PROBLEM STATEMENT: The expected answer is every line from the material below that has the word "GlowCreature".

RECORDS SHOWN:
PR #622, opened 2017-12-20
Refactor 4 Message classes to take Location constructor param

Pr0methean:
New constructor overloads accept a Location parameter, eliminating lots of duplicate code to extract x,y,z,pitch,yaw. Also, methods returning only one instance of one or both classes now use Collections.singletonList.

### DIFF
--- a/src/main/java/net/glowstone/entity/GlowCreature.java
+++ b/src/main/java/net/glowstone/entity/GlowCreature.java
@@ -48,17 +48,11 @@ public class GlowCreature extends GlowLivingEntity implements Creature {
         List<Message> result = new LinkedList<>();
 
         // spawn mob
-        double x = location.getX();
-        double y = location.getY();
-        double z = location.getZ();
-        int yaw = Position.getIntYaw(location);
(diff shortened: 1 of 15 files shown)


Pr0methean:
This also removes unused imports in net.glowstone.entity, even if they are pre-existing.

mastercoms:
The collection returned by `Collections#singletonList` is immutable. I don't think we want that behavior.

Pr0methean:
Many of the existing invocations return Arrays.asList(), which can't be resized, anyway.

mastercoms (approved):

mastercoms:
Thank you for your one of many contributions to Glowstone! I've invited you to our organization, as per our [contributing policy](https://github.com/GlowstoneMC/Glowstone/blob/dev/.github/CONTRIBUTING.md).

Pr0methean:
@mastercoms Thanks! For now I'll still wait a while for reviews when I'm making significant functional changes, but not for the remaining CheckStyle fixes (except where the former and the latter turn out to overlap, e.g. #633 ).

PR #626, opened 2017-12-20
Lombokify GlowMinecart

Pr0methean:
Getter-setter pairs that were previously stubs now have a field behind them.

### DIFF
--- a/src/main/java/net/glowstone/entity/objects/GlowMinecart.java
+++ b/src/main/java/net/glowstone/entity/objects/GlowMinecart.java
@@ -29,6 +29,7 @@ import org.bukkit.inventory.ItemStack;
 import org.bukkit.material.MaterialData;
 import org.bukkit.util.Vector;
 
+// TODO: Minecarts stop when there's an arrow in the way.
 public abstract class GlowMinecart extends GlowEntity implements Minecart {
 
     @Getter @Setter private volatile double damage;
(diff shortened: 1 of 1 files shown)


src/main/java/net/glowstone/entity/objects/GlowMinecart.java
```diff
@@ -27,8 +29,17 @@
 import org.bukkit.material.MaterialData;
 import org.bukkit.util.Vector;
 
+// TODO: Minecarts stop when there's an arrow in the way.
 public abstract class GlowMinecart extends GlowEntity implements Minecart {
 
+    @Getter @Setter private volatile double damage;
```
mastercoms: Could the annotations be on separate lines please? Also, why are these volatile?

src/main/java/net/glowstone/entity/objects/GlowMinecart.java
```diff
@@ -27,8 +29,17 @@
 import org.bukkit.material.MaterialData;
 import org.bukkit.util.Vector;
 
+// TODO: Minecarts stop when there's an arrow in the way.
```
aramperes: Since Minecart behavior is essentially not implemented, I think this todo is too specific. Movement needs to be implemented, then collision checks with other entities (not just arrows) as well.

src/main/java/net/glowstone/entity/objects/GlowMinecart.java
Pr0methean: They're volatile because we can't guarantee they'll be accessed from only one thread.

mastercoms (approved):

aramperes (approved):

PR #627, opened 2017-12-20
Replace deprecated MapView.Scale.getValue() call

Pr0methean:
with ordinal()


kaenganxt:
`MapView.Scale.getValue()` is deprecated because it returns a magic value. In Bukkit/Spigot this generally does not mean that a method is going to be removed in the future. `ordinal()` does not solve this problem, as the integer value is still "magic". As there's no real alternative for the scale shift I think the call to `getValue()` is more clear and should be kept like it is.

PR #629, opened 2017-12-20
Add log4j configuration

Pr0methean:
Necessary to fix a warning at startup.


src/main/resources/log4j.xml
```diff
@@ -0,0 +1,17 @@
...
+<log4j:configuration xmlns:log4j="http://jakarta.apache.org/log4j/">
+    <appender name="console" class="org.apache.log4j.ConsoleAppender">
+        <param name="Target" value="System.out"/>
+        <layout class="org.apache.log4j.PatternLayout">
+            <param name="ConversionPattern" value="%-5p %c{1} - %m%n"/>
+        </layout>
+    </appender>
+
+    <root>
+        <priority value ="debug" />
```
smartboyathome: Since this is the "release" config, we probably should have the priority set to info.

smartboyathome (changes requested):

smartboyathome:
Also, in general, I think it would be more useful if log4j output were logged to a file rather than to the console.

src/main/resources/log4j.xml
```diff
@@ -0,0 +1,17 @@
...
+        <appender-ref ref="console" />
+    </root>
+
+</log4j:configuration>
```
aramperes: Add a blank line at the end (LF) for both files.

aramperes (changes requested):

Pr0methean:
I think it's an important feature of Minecraft that errors and warnings are available on the console, even with the more stable Mojang code, so I've set the production log4j.xml to handle messages like so:

- Warning or error: file and console
- Info: file only
- Debug: ignore

smartboyathome (approved):

aramperes (approved):

mastercoms (approved):

PR #632, opened 2017-12-22
Fix existing CheckStyle issues (B..BlockLava)

Pr0methean:


src/main/java/net/glowstone/block/blocktype/BlockCrops.java
```diff
@@ -68,12 +68,12 @@ public boolean canTickRandomly() {
     public void updateBlock(GlowBlock block) {
         GlowBlockState state = block.getState();
         int cropState = block.getData();
-        // we check light level on the above block, meaning crops needs at least one free block above it
-        // in order to grow naturally (vanilla behavior)
+        // we check light level on the above block, meaning crop needs at least one free block above
```
mastercoms: I think it should read "the crops need" and then "them" instead of it

src/main/java/net/glowstone/block/blocktype/BlockDirectDrops.java
```diff
@@ -16,29 +16,63 @@
...
     private final MaterialMatcher neededTool;
 
+    /**
+     * Creates an instance.
+     * @param dropType the type of item to drop when broken
+     * @param data the damage or block-data value of the dropped item
+     * @param amount the amount to drop
+     * @param neededTool the tool(s) that can break this block
+     */
     public BlockDirectDrops(Material dropType, int data, int amount, MaterialMatcher neededTool) {
```
mastercoms: I think the description here should be "Creates a block type that drops an item directly when broken", or something along those lines. Adapt the others to say something similar as well.

src/main/java/net/glowstone/block/blocktype/BlockCrops.java
Pr0methean: Done.

src/main/java/net/glowstone/block/blocktype/BlockDirectDrops.java
Pr0methean: Done.

PR #633, opened 2017-12-22
Refactor BossBar management

Pr0methean:
Was previously exposing BossBarManager's own list field to external modification.

### DIFF
--- a/src/main/java/net/glowstone/boss/BossBarManager.java
+++ b/src/main/java/net/glowstone/boss/BossBarManager.java
@@ -13,6 +13,10 @@ public class BossBarManager {
     private final List<GlowBossBar> bossBars = new ArrayList<>();
     private final GlowServer server;
 
+    /**
+     * Create an instance for the given server.
+     * @param server the server
+     */
     public BossBarManager(GlowServer server) {
         if (instance != null) {
             throw new RuntimeException("BossBar Manager has already been initialized.");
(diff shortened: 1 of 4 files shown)


Pr0methean:
Totally rewritten following discussion with kamcio96 on the Discord.

src/main/java/net/glowstone/boss/BossBarManager.java
```diff
@@ -1,83 +1,49 @@
...
-        }
-        this.server = server;
-        instance = this;
-    }
-
-    public static BossBarManager getInstance() {
-        return instance;
-    }
-
+public enum BossBarManager {
```
mastercoms: Please make this a `static class`.

src/main/java/net/glowstone/boss/BossBarManager.java
```diff
@@ -1,83 +1,49 @@
...
+    ;
```
mastercoms: One lonely semicolon, who needs to be destroyed.

mastercoms (dismissed):

src/main/java/net/glowstone/boss/BossBarManager.java
Pr0methean: Done; some authors recommend that utility classes that aren't going to be instantiated be zero-instance enums.

Issue #830, opened 2020-11-29
Feature: SDKMAN to offer the possibility to install Native JDK for Apple Silicon


imrabti:
Now that Apple Silicon computers are publicly available, and there is the first native JDK for this CPU architecture from Azul https://www.azul.com/downloads/zulu-community/?package=jdk, it would awesome that I could install it using SDKMAN.

marc0der:
@imrabti I totally agree, it will be fantastic to have this platform covered. Some work needs to be done on the CLI to accommodate this. We use the output of `uname` and `uname -m` to infer the architecture of a platform on SDKMAN. If you perhaps have such a machine available, please help us by providing the output of those two commands.

imrabti:
@marc0der I have a MBP with M1 I tried the two commands and here is the output :
For `uname` I get `Darwin`
And for `uname -m` I get `arm64`

marc0der:
Does anyone know what a normal Mac reports for `uname -m`? I'm guessing that `uname` also returns `Darwin`. Apologies, I'm a Linux user :smile:

azusa:
Hi @marc0der ,
On normal(Intel) mac, `uname` returns `Darwin` and `uname -m` returns `x86_64` .

pr1metine:
Hi all!
Is there an update on this?

mecca831:
Should be doable by adding a similar check for `DarwinARM64` here: https://github.com/sdkman/sdkman-cli/blob/b8b856f4a589e2447dae8c7ce7fe234a982a5d26/src/main/bash/sdkman-init.sh#L34

However, with Rosetta 2, the x86_64 JDKs will run just fine. From a design point of view, if `DarwinARM64` is added, should it be possible to also list/install x86_64 candidates?

The available candidates would be,

* Darwin -> x86_64 jdks
* DarwinARM64 -> x86_64 AND arm64 jdks

Or maybe just ask the user to set `SDKMAN_PLATFORM="Darwin"` specifically to install x86_64 JDKs?

mecca831:
If it helps, this is the output from macOS Arm64 Zulu JDK by Azul:

```
System.out.println(System.getProperty("os.name") + " " + System.getProperty("os.arch"));
```

```
Mac OS X aarch64
```

lptr:
IIUC this issue now is about choosing the `aarch64` variant of the JDK automatically on Apple silicon. I think the matter is somewhat more complicated than that.

[...]

PR #844, opened 2020-12-21
Add support for macOS arm64

mecca831:
Address #830 by adding "DarwinARM64". No Java candidates will be returned since they are not yet added.


mecca831:
Will be addressed in #846

PR #845, opened 2020-12-21
source only files ending with .sh

smac89:
I use zsh and also make use of a [zmodule](https://github.com/zdharma/zinit#zinit-module) that compiles sourced files for faster execution. This compilation produces binary blobs which end in `.zwc`.

The change proposed here is to make sure sdkman only sources the `.sh` files and nothing else, otherwise it will keep producing errors at startup.

My current work-around is to redirect stderr, but I think adding the `.sh` suffix makes more sense.


marc0der:
Great idea and thanks for contributing, @smac89!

EXERCISE OUTPUT:
--- a/src/main/java/net/glowstone/entity/GlowCreature.java
+++ b/src/main/java/net/glowstone/entity/GlowCreature.java
@@ -48,17 +48,11 @@ public class GlowCreature extends GlowLivingEntity implements Creature {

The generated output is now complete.